Le Règlement Général sur la Protection des Données (RGPD), entré en application le 25 mai 2018, est une législation européenne qui encadre la collecte, le traitement et la conservation des données à caractère personnel. Il vise à renforcer la transparence et le contrôle pour les citoyens sur l’usage de leurs données, tout en harmonisant les règles entre les États membres de l’Union européenne. Pour les collectivités territoriales, le RGPD implique une véritable culture de la responsabilité dans la gestion des données personnelles : il ne s’agit pas simplement de se conformer à un cadre juridique, mais d’intégrer la protection des données dans l’ensemble des projets et des pratiques du quotidien.

La désignation d’un DPO est une obligation légale pour toutes les autorités et organismes publics, y compris les communes, EPCI, départements et régions. Le DPO est un acteur-clé du RGPD : il conseille et accompagne la collectivité dans sa mise en conformité, sensibilise les agents, contrôle les pratiques internes et fait le lien avec la CNIL. Son indépendance garantit une approche impartiale de la conformité. Disposer d’un DPO permet également de démontrer à la CNIL, en cas de contrôle, que la collectivité a pris ses responsabilités au sérieux en matière de protection des données.

En cas de non-respect du RGPD, la CNIL peut procéder à des contrôles et prononcer différentes mesures : avertissement, mise en demeure, injonction de cesser un traitement, ou encore désignation d’un DPO.  Les collectivités territoriales sont aussi exposées à des sanctions financières. Toutes ces sanctions peuvent avoir un impact fort : suspension de traitement, obligation de supprimer des données, ou publicité de la sanction. L’enjeu est aussi réputationnel et organisationnel : une non-conformité peut nuire à la confiance des administrés et générer des conflits au sein de la commune.

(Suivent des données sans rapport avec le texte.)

PR #61, opened 2017-03-08
Add link to first boot

SebAshton:


naliwajek:
It's awesome and it works 👍

PR #73, opened 2017-05-24
Clarify the overlap between Untracked Holiday and Flexible working

craigjbass:


benefits/untracked_holiday.md
```diff
@@ -4,6 +4,10 @@ We're building a high-performance organisation that delivers great software prod
 
 We have adopted an untracked holiday policy, where each team member is given the flexibility to take whatever holiday they need. We believe this policy will help us to perform at the highest possible level. 
 
+It is important that you and your colleagues feel as though that holiday is highly available. That holiday is an easily accessible commodity that enables everyone to get the necessary rest that they need. We intend untracked holiday to prevent burn-out in situations, where individuals feel that they need to "save up" holiday days, or plan elaborate strategies around using your holiday allowance "effectively" later in the year, rather than taking holiday when needed most.
+
+Untracked Holiday is not meant as a way to regularly take large portions of time off work e.g. 1 week every month, or 4 months off straight. Please see our [Flexible Working](flexible_working.md) as the alternative to Untracked Holiday in those situations.
```
RyanMacG: Is the second part of this true? What is the upper limit of the untracked holiday?

craigjbass: Since we generally work in pairs, if I was to observe someone being regularly unavailable within my delivery team. I would feel frustrated and disrespected by them. As it would impact my need to deliver value to our customers and my need to ensure my pair could take over from me if I needed to take holiday.

I'm not sure what the number is exactly, but those needs should be met IMHO

RyanMacG: Of course, I'm just not sure if we have an upper limit really? Longer holidays obviously get floated to the wider company to cover shifting between teams/engagements but I've never heard anyone discuss a set point where they wouldn't accept a holiday.

benefits/untracked_holiday.md
```diff
@@ -4,6 +4,10 @@ We're building a high-performance organisation that delivers great software prod
 
 We have adopted an untracked holiday policy, where each team member is given the flexibility to take whatever holiday they need. We believe this policy will help us to perform at the highest possible level. 
 
+It is important that you and your colleagues feel as though that holiday is highly available. That holiday is an easily accessible commodity that enables everyone to get the necessary rest that they need. We intend untracked holiday to prevent burn-out in situations, where individuals feel that they need to "save up" holiday days, or plan elaborate strategies around using your holiday allowance "effectively" later in the year, rather than taking holiday when needed most.
```
chrisblackburn: feel that holiday
OR 
feel as though holiday

(probably the former for my taste)

benefits/untracked_holiday.md
chrisblackburn: We've never really been close to a situation where the policy has been abused. But as noted, if you wanted to take, for example, 4 months off, it could be that an unpaid sabbatical is more appropriate. Whether this needs explicitly calling out, I'm not sure. Again, never been close to a situation where it felt the "spirit" of the policy was being pushed.

RyanMacG: We don't have a policy around sabbaticals though, do we? I'm wondering if it's better to not have the example unless we want to clarify around that area?

craigjbass: I feel anxious when I consider having no example as it doesn't meet my need for unambiguousness of what is expected of me and of others.

RyanMacG: I can understand that, maybe this is something we need to work out in a separate PR

PR #720, opened 2023-07-16
Examples update

mockersf:
This PR:
- adds a new workflow to trigger manually that will build all examples in CI and upload them in cloudflare
- update the WebGL2 example pages to be like the WebGPU one

It needs a new secret for the cloudflare token. @cart I can either give you a token or show you how to setup the account. That secret is not needed to merge this PR, it will only be used when a new version of the examples is built

Building the examples is not done at each time the website is built anymore, but on demand. That should be triggered once for every new Bevy version.

Examples are built in a matrix job by batches of 50 examples. There are three batches done currently, so we're OK until we reach 150 examples, at which point a new batch will need to be added.

All the steps building are using the examples from `latest`, but the tooling from `main`. This is to be able to use the changes from https://github.com/bevyengine/bevy/pull/9168. CI won't work before it's merged.

This is what this workflow execution looks like:
Screenshot 2023-07-16 at 21 21 24

Why running on macos? Because GitHub runners on macos have more resources than on windows/linux, and it's significantly faster (around x2)


cart:
Just added the token under the CLOUDFLARE_PAGES variable!

mockersf:
the workflow has been merged in #721 and executed: https://github.com/bevyengine/bevy-website/actions/runs/5586192733

I updated this PR to use the new domains, should be good to go 👍

cart (approved):

Issue #623, opened 2023-04-18
Integration of new Bevy Book


Captain-Of-Coit:
After talking with @alice-i-cecile for a bit on Discord, I ended up writing a small document (first just for myself) to highlight the current progress on the new book, and how we could move forward with it. Sharing it here to get it signed off on, so I could proceed to actually implement it.

**End goal**
Bootstrap new Official Bevy Book and enable documentation contributions.

**Approach**
Setup a basic structure for each section of the new book and add versions so Bevy Book 0.11.0 corresponds to Bevy Engine 0.11.0 Merge book to main (but hidden from public website) that can be iterated on until it feels complete enough to publish to the public, hopefully together with 0.11.0.

**Motivation**
New book is a bit stuck in limbo. Better documentation is in dire need, but contributions to it are currently missing, and hard to organize. A small focus on integrating the new book into `main` asap will make it easier to organize contributions and get it into a initial version to be published.

**Related RFCs**

- RFC#23 - https://github.com/bevyengine/rfcs/blob/main/rfcs/23-quick_start_book.md
	- Information + Structure for Bevy Book and new Quickstart

**Branches**

- bevyengine/bevy-website#new-book - https://github.com/bevyengine/bevy-website/compare/main...new-book - initial changes by @alice-i-cecile for new structure
- akappel/bevy-website#new-book-redux -> new-book - https://github.com/bevyengine/bevy-website/compare/main...akappel:bevy-website:new-book-redux - some additions + split of quick-start and book by @akappel
    - PR here: https://github.com/bevyengine/bevy-website/pull/602

**Missing**

- [ ] Hide book from public for now, only accessible by URL
- [ ] Versioned by Bevy version
- [ ] Basic scaffolded structure
- [ ] Disallow indexing robots for new Bevy book for now (added after @alice-i-cecile comment below)
- [ ] Add Book contribution guidelines outlining workflow described in this issue's discussion (added after @cart comments below)
- [ ] Merge to `main`

**Implementation**
- Hide book from public:
	- Rename "The Bevy Book" link to "Bevy Quickstart"
	- Change URL (with redirect)
		- From: https://bevyengine.org/learn/book/introduction/
		- To:      https://bevyengine.org/learn/quick-start
- Versioned by Bevy version
	- Book should be accessible URL:
		- https://bevyengine.org/learn/book/v0.11.0/introduction/
	- Each Bevy version gets its own version of the book by copy-paste
[...]

PR #725, opened 2023-08-04
Add public draft feature

NiseVoid:
An implementation of the draft feature, as described in https://github.com/bevyengine/bevy-website/issues/623#issuecomment-1518887997

Since the built-in `draft` feature acts as if pages don't exist at all, this uses a `public_draft` field under `[extra]`


cart:
I think we'll want to sort out this bit from the comment before committing to this workflow:
image

Being able to discover + navigate to draft pages (especially during development) is important for dev workflows.

cart:
Doing it statically is fine (and makes this comparable to `draft` flags for dev workflows), but I think being able to do it dynamically both locally and for deployed sites would be best (ex: via url flags and/or a toggle-able cookie)

templates/docs-section.html
```diff
@@ -76,6 +88,10 @@ <h1>
                 <span class="docs-page-subtitle">({{section.extra.subtitle}})</span>
             {% endif %}
         </h1>
+        <a class="example__github" href="https://github.com/bevyengine/bevy-website/tree/main/content/{{ section.relative_path }}">
```
cart: I don't think we need this, given that we already have this at the bottom of each page (which I think is a better place for it). I think putting it here (especially unconditionally) is distracting and unnecessary.

templates/macros/public_draft.html
```diff
@@ -0,0 +1,16 @@
+{% macro warning(current=true, section) %}
+    {% if section and section.extra.public_draft %}
+        {% set public_draft = section.extra.public_draft %}
+        {% set issue = public_draft / 1 %}
+        {% if current %}
+            <h1 class="warning">Looks like this page is still under development</h1>
```
cart: I think the title here should be crisper. Something like "Draft Page". Too much noise for an `h1`. The description provides enough detail on its own.

cart (approved):
Looks good to me! Made a few tweaks / resolved my comments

Oui, toutes les collectivités territoriales sont concernées, quelle que soit leur taille ou leur budget. Même les plus petites communes manipulent des données personnelles dans le cadre de l’état civil, des listes électorales, de la gestion du personnel, des inscriptions scolaires, etc. Le RGPD ne prévoit pas d’exemption en fonction de la taille de la structure. En revanche, les moyens mis en œuvre pour la mise en conformité peuvent être proportionnés. Par exemple, une commune de 800 habitants ne sera pas attendue sur les mêmes outils ou processus qu’une agglomération de 100 000 habitants, mais elle doit néanmoins respecter les principes fondamentaux..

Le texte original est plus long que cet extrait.